§ Task details:
Reproduce the listing below verbatim.

=== Section Start ===

Issue #193, opened 2021-12-21
Workflow triggers support


eranelbaz:
We should add support for environment workflow triggers as we have in our frontend under Environment -> Triggers -> Workflow Triggers

```hcl
resource "env0_workflow_triggers" "name" {
	environment_id = "id"
	downstream_environment_ids = [
		"id1",
		"id2"
	]
}
```

Same for `data`

```hcl
data "env0_environment" "environment" {
  name   =  "name"
}

data "env0_workflow_triggers" "name" {
	environment_id = data.env0_environment.environment.id
}

output "downstream_envs" {
	value = data.env0_workflow_triggers.name.downstream_environment_ids
}
```

PR #211, opened 2022-01-20
downstream trigger api client

eranelbaz:
add api client for #193

### Solution
this pr is to add the api client
next pr will be the resource

moved all the `const` variables into the functions instead of global scope

### DIFF
--- a/client/api_client.go
+++ b/client/api_client.go
@@ -61,7 +61,7 @@ type ApiClientInterface interface {
 	EnvironmentSchedulingUpdate(environmentId string, payload EnvironmentScheduling) (EnvironmentScheduling, error)
 	EnvironmentSchedulingDelete(environmentId string) error
 	WorkflowTrigger(environmentId string) ([]WorkflowTrigger, error)
-	WorkflowTriggerCreate(environmentId string, request WorkflowTriggerCreatePayload) (WorkflowTrigger, error)
+	WorkflowTriggerUpsert(environmentId string, request WorkflowTriggerUpsertPayload) ([]WorkflowTrigger, error)
 }
 
 func NewApiClient(client http.HttpClientInterface) ApiClientInterface {
--- a/client/api_client.go
+++ b/client/api_client.go
@@ -60,6 +60,8 @@ type ApiClientInterface interface {
 	EnvironmentScheduling(environmentId string) (EnvironmentScheduling, error)
 	EnvironmentSchedulingUpdate(environmentId string, payload EnvironmentScheduling) (EnvironmentScheduling, error)
 	EnvironmentSchedulingDelete(environmentId string) error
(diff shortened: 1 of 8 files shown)


client/api_client.go
```diff
@@ -60,6 +60,8 @@ type ApiClientInterface interface {
 	EnvironmentScheduling(environmentId string) (EnvironmentScheduling, error)
 	EnvironmentSchedulingUpdate(environmentId string, payload EnvironmentScheduling) (EnvironmentScheduling, error)
 	EnvironmentSchedulingDelete(environmentId string) error
+	WorkflowTrigger(environmentId string) ([]WorkflowTrigger, error)
+	WorkflowTriggerCreate(environmentId string, request WorkflowTriggerCreatePayload) (WorkflowTrigger, error)
```
RLRabinowitz, line 64: It's Update, not Create
Or Upsert

client/aws_credentials_test.go
```diff
@@ -7,9 +7,8 @@ import (
 	. "github.com/onsi/gomega"
 )
 
-const awsCredentialsName = "credential_test"
-
 var _ = Describe("AwsCredentials", func() {
+	const awsCredentialsName = "credential_test"
 	var apiKey ApiKey
```
RLRabinowitz, line 12: Why is that? This applies to all other unrelated tests

client/model.go
```diff
@@ -399,6 +399,18 @@ type EnvironmentScheduling struct {
...
 
+type WorkflowTrigger struct {
+	Id                  string        `json:"id"`
+	Name                string        `json:"Name"`
+	WorkspaceName       string        `json:"WorkspaceName"`
+	ProjectId           string        `json:"ProjectId"`
+	LatestDeploymentLog DeploymentLog `json:"latestDeploymentLog"`
+}
+
+type WorkflowTriggerCreatePayload struct {
```
RLRabinowitz, line 410: Same as above, should be Update

RLRabinowitz (approved):
👍🏻

client/aws_credentials_test.go
eranelbaz: those were in the global scope so you could get them from other tests file
if i want to declare `dummyProjectId` i couldn't since its already been declared
so i put them inside the test scope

=== Section End ===

§ Response:
Issue #193, opened 2021-12-21
Workflow triggers support


eranelbaz:
We should add support for environment workflow triggers as we have in our frontend under Environment -> Triggers -> Workflow Triggers

```hcl
resource "env0_workflow_triggers" "name" {
	environment_id = "id"
	downstream_environment_ids = [
		"id1",
		"id2"
	]
}
```

Same for `data`

```hcl
data "env0_environment" "environment" {
  name   =  "name"
}

data "env0_workflow_triggers" "name" {
	environment_id = data.env0_environment.environment.id
}

output "downstream_envs" {
	value = data.env0_workflow_triggers.name.downstream_environment_ids
}
```

PR #211, opened 2022-01-20
downstream trigger api client

eranelbaz:
add api client for #193

### Solution
this pr is to add the api client
next pr will be the resource

moved all the `const` variables into the functions instead of global scope

### DIFF
--- a/client/api_client.go
+++ b/client/api_client.go
@@ -61,7 +61,7 @@ type ApiClientInterface interface {
 	EnvironmentSchedulingUpdate(environmentId string, payload EnvironmentScheduling) (EnvironmentScheduling, error)
 	EnvironmentSchedulingDelete(environmentId string) error
 	WorkflowTrigger(environmentId string) ([]WorkflowTrigger, error)
-	WorkflowTriggerCreate(environmentId string, request WorkflowTriggerCreatePayload) (WorkflowTrigger, error)
+	WorkflowTriggerUpsert(environmentId string, request WorkflowTriggerUpsertPayload) ([]WorkflowTrigger, error)
 }
 
 func NewApiClient(client http.HttpClientInterface) ApiClientInterface {
--- a/client/api_client.go
+++ b/client/api_client.go
@@ -60,6 +60,8 @@ type ApiClientInterface interface {
 	EnvironmentScheduling(environmentId string) (EnvironmentScheduling, error)
 	EnvironmentSchedulingUpdate(environmentId string, payload EnvironmentScheduling) (EnvironmentScheduling, error)
 	EnvironmentSchedulingDelete(environmentId string) error
(diff shortened: 1 of 8 files shown)


client/api_client.go
```diff
@@ -60,6 +60,8 @@ type ApiClientInterface interface {
 	EnvironmentScheduling(environmentId string) (EnvironmentScheduling, error)
 	EnvironmentSchedulingUpdate(environmentId string, payload EnvironmentScheduling) (EnvironmentScheduling, error)
 	EnvironmentSchedulingDelete(environmentId string) error
+	WorkflowTrigger(environmentId string) ([]WorkflowTrigger, error)
+	WorkflowTriggerCreate(environmentId string, request WorkflowTriggerCreatePayload) (WorkflowTrigger, error)
```
RLRabinowitz, line 64: It's Update, not Create
Or Upsert

client/aws_credentials_test.go
```diff
@@ -7,9 +7,8 @@ import (
 	. "github.com/onsi/gomega"
 )
 
-const awsCredentialsName = "credential_test"
-
 var _ = Describe("AwsCredentials", func() {
+	const awsCredentialsName = "credential_test"
 	var apiKey ApiKey
```
RLRabinowitz, line 12: Why is that? This applies to all other unrelated tests

client/model.go
```diff
@@ -399,6 +399,18 @@ type EnvironmentScheduling struct {
...
 
+type WorkflowTrigger struct {
+	Id                  string        `json:"id"`
+	Name                string        `json:"Name"`
+	WorkspaceName       string        `json:"WorkspaceName"`
+	ProjectId           string        `json:"ProjectId"`
+	LatestDeploymentLog DeploymentLog `json:"latestDeploymentLog"`
+}
+
+type WorkflowTriggerCreatePayload struct {
```
RLRabinowitz, line 410: Same as above, should be Update

RLRabinowitz (approved):
👍🏻

client/aws_credentials_test.go
eranelbaz: those were in the global scope so you could get them from other tests file
if i want to declare `dummyProjectId` i couldn't since its already been declared
so i put them inside the test scope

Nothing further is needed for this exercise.